Die Exit Polls von CNN, also die Befragungen am Ausgang des Wahllokals, zeigen deutlich, wie stark der Einfluss entlang der Linien Race und Gender bei dieser Wahl war. Und sie zeigen, dass die soziale Spaltung den Sieg Trumps nicht erklären kann. Bei den zwei niedrigsten Gehaltsgruppen, die unterschieden wurden (unter 30.000 US-Dollar Jahreseinkommen sowie 30.000-49.000 US-Dollar) siegte Clinton, wenn auch haardünn. Ab 50.000 US-Dollar aufwärts hatte Trump die Nase vorn.
Und doch ist auch eins klar: Nur über die kulturell Abgehängten in den Fly-over-States zwischen New York und Kalifornien zu witzeln, sie Hillbillys und Rednecks zu schimpfen, reicht nicht mehr.
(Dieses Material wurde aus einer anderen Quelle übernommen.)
PR #79, opened 2025-01-16
Implement power flow-specific (re)active power limits proxies

GabrielKS:
Fixes https://github.com/NREL-Sienna/PowerFlows.jl/issues/39 by implementing the functions `get_reactive_power_limits_for_power_flow` and `get_active_power_limits_for_power_flow`. In all normal cases, these just redirect to PSY's `get_reactive_power_limits` and `get_active_power_limits`. In a few special cases, each either detailed at https://github.com/NREL-Sienna/PowerFlows.jl/issues/39#issuecomment-2594101291 or already implemented elsewhere in the codebase, they instead return a proxy value to effect the behavior we want.

### DIFF
--- a/src/common.jl
+++ b/src/common.jl
@@ -14,6 +14,38 @@ function get_total_q(l::PSY.StandardLoad)
            PSY.get_impedance_reactive_power(l)
 end
 
+"""
+Return the reactive power limits that should be used in power flow calculations and PSS/E
+exports. Redirects to `PSY.get_reactive_power_limits` in all but special cases.
+"""
+get_reactive_power_limits_for_power_flow(gen::PSY.Device) =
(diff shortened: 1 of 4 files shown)


jd-lara (approved):

jd-lara:
@GabrielKS does this need a release of PSY?

GabrielKS:
> @GabrielKS does this need a release of PSY?

No, this PR is independent of PSY. There are still those bugs we identified in PSY but these don't call the problematic methods over there.

The test failure is coming from `fast_deepcopy_system`, which will need a PSY release before `hrgks/psse_exporter_psy4` is merged into main, but not before `gks/principled_power_limits` is merged into `hrgks/psse_exporter_psy4`.

PR #82, opened 2025-01-16
add field "converged" to PowerFlowData, return NaN when not converged

rbolgaryn:
* add converged field to PowerFlowdata
* NaN for not converged time steps


GabrielKS:
Merging now to keep the branches from diverging too much. TODO add docstrings and tests.

PR #89, opened 2025-02-05
update project toml

jd-lara:


rbolgaryn (approved):

jd-lara:
I'll merge with the windows test fail but opened #90 since the function that is failing is in the test code. @rbolgaryn please look into that error.

PR #92, opened 2025-02-05
Replace manual unrolls with macro calls (#86)

jd-lara:
* manually unrolled fastprints replaced with macro

* more manual unrolls replaced with macro calls


jd-lara:
this code was already approved. Waiting for the tests to pass and then merge

PR #93, opened 2025-02-05
address failing test on windows

rbolgaryn:
Fixing test for windows

### DIFF
--- a/test/test_utils/legacy_pf.jl
+++ b/test/test_utils/legacy_pf.jl
@@ -7,7 +7,7 @@ struct LUACPowerFlow <: ACPowerFlowSolverType end  # Only for testing, a basic i
 function _legacy_dSbus_dV(
     V::Vector{Complex{Float64}},
     Ybus::SparseMatrixCSC{Complex{Float64}, Int64},
-)
+)::Tuple{SparseMatrixCSC{Complex{Float64}, Int64}, SparseMatrixCSC{Complex{Float64}, Int64}}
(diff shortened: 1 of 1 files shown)


GabrielKS:
What is this for?

jd-lara:
@rbolgaryn this is still failing

rbolgaryn:
Have not been able to figure out why it is failing on Windows. I just commented out the lines that were causing the problem in the "legacy" implementation. Since it is not used other than for testing, it should be OK. This PR should be ready to merge.

GabrielKS (commented):
If this is just for testing and we're sure we don't need the lines that are commented out here, might as well just delete them?

test/test_utils/legacy_pf.jl
```diff
@@ -127,9 +127,9 @@ function _newton_powerflow(
         @error("The powerflow solver with KLU did not converge after $i iterations")
     else
         Sbus_result = V .* conj(Ybus * V)
-        aux_variables.J = J
-        aux_variables.dSbus_dV_ref =
-            [vec(real.(dSbus_dVa[ref, :][:, pvpq])); vec(real.(dSbus_dVm[ref, :][:, pq]))]
+        # aux_variables.J = J
```
jd-lara, line 130: @rbolgaryn do we need to keep this code here?

GabrielKS (approved):
Maybe add a comment about why we aren't calculating these things here. Otherwise looks fine to me.

jd-lara (approved):

PR #94, opened 2025-02-08
Use views of real, imag parts

luke-kiernan:
In `newton_ac_powerflow.jl`, `[r/i]_dSbus_dVa` consistently equaled the real/imaginary part of `dSbus_dVa`. I refactored things to use views instead, eliminating those variables. `_update_submatrix!` remains non-allocating (though it's perhaps a bit less readable than before).

### DIFF
--- a/src/newton_ac_powerflow.jl
+++ b/src/newton_ac_powerflow.jl
@@ -315,8 +315,9 @@ end
 
 function _update_V!(dx::Vector{Float64}, V::Vector{Complex{Float64}}, Vm::Vector{Float64},
     Va::Vector{Float64},
-    pv::Vector{Int64}, pq::Vector{Int64}, dx_Va_pv::Vector{Int64}, dx_Va_pq::Vector{Int64},
-    dx_Vm_pq::Vector{Int64})
+    pv::Vector{Int64}, pq::Vector{Int64}, dx_Va_pv::UnitRange{Int64}, dx_Va_pq::UnitRange{Int64},
+    dx_Vm_pq::UnitRange{Int64})
+
     for (i, j) in zip(pv, dx_Va_pv)
         Va[i] -= dx[j]
     end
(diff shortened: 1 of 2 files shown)


src/newton_ac_powerflow.jl
```diff
@@ -425,55 +422,44 @@ function _update_dSbus_dV!(rows::Vector{Int64}, cols::Vector{Int64},
...
+    B::SparseMatrixCSC{ComplexF64, Int64},
+    real_rows_A::Vector{Int64},
+    imag_rows_A::Vector{Int64},
     cols_A::Vector{Int64},
-    rows_B::Vector{Int64},
+    real_rows_B::Vector{Int64},
+    imag_rows_B::Vector{Int64},
     cols_B::Vector{Int64},
 )
+    real_B = @view reinterpret(Float64, B)[begin:2:end, :]
```
GabrielKS, line 438: You're `reinterpret`ing a `SparseMatrixCSC` as a `Float64` array? That seems unstable — relies on the internal, private representation of `SparseMatrixCSC` never changing. Is there an accessor you can use here?

src/newton_ac_powerflow.jl
```diff
@@ -425,55 +422,44 @@ function _update_dSbus_dV!(rows::Vector{Int64}, cols::Vector{Int64},
...
+    for idj in eachindex(cols_A)
+        for idi in eachindex(real_rows_A)
+            A[real_rows_A[idi], cols_A[idj]] = real_B[real_rows_B[idi], cols_B[idj]]
+        end
+    end
+    imag_B = @view reinterpret(Float64, B)[2:2:end, :]
```
GabrielKS, line 444: (same here)

GabrielKS (changes requested):
Looks mostly good, but seems like a dealbreaker to rely on the internal representation of `SparseMatrixCSC` the way I think you are.

src/newton_ac_powerflow.jl
GabrielKS: Never mind, I misunderstood `reinterpret`

src/newton_ac_powerflow.jl
GabrielKS: (same here)

GabrielKS:
@luke-kiernan says this is now obsolete; closing.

Schon lang nicht mehr. Und ihren Mangel an Bildung zu beklagen, mag für den Psychohaushalt des kosmopolitischen Großstädters nützlich sein, verändert aber auch nichts.
Genausowenig wie das Rechenspiel mit Geburtenraten – und dass es bei deren jetzigen Entwicklung irgendwann im Jahr 2035 oder danach die Möglichkeit gebe, dass die Minderheiten die weiße Mehrheit überstimmen. So verständlich diese Revanche-Gedanken angesichts Trumps Ausfällen sind, schreiben sie doch selbst die Polarisierung fort, die den demokratischen Diskurs ab einem bestimmten Punkt kollabieren lässt.
Es wird sehr lange brauchen, das, was in dieser Nacht in den USA zerbrochen ist, wieder zu reparieren. Wie diese Gesellschaft sich in Zukunft wieder auf einen demokratischen Konsens einigen will, der ja zwingend auf ein Mindestmaß an gegenseitigem Respekt und Anerkennung angewiesen ist, ist nach dem Schock dieser Wahlnacht schwer zu sagen. Nur dass es nicht funktionieren wird, in dem sich beide Seiten aus ihren Schützengräben anbrüllen, ist klar. So lang sie sich nicht in rassistischen oder anders diskriminierenden Forderungen artikulieren, wird man deshalb auch den Trump-Anhängern und ihren Anliegen zuhören müssen.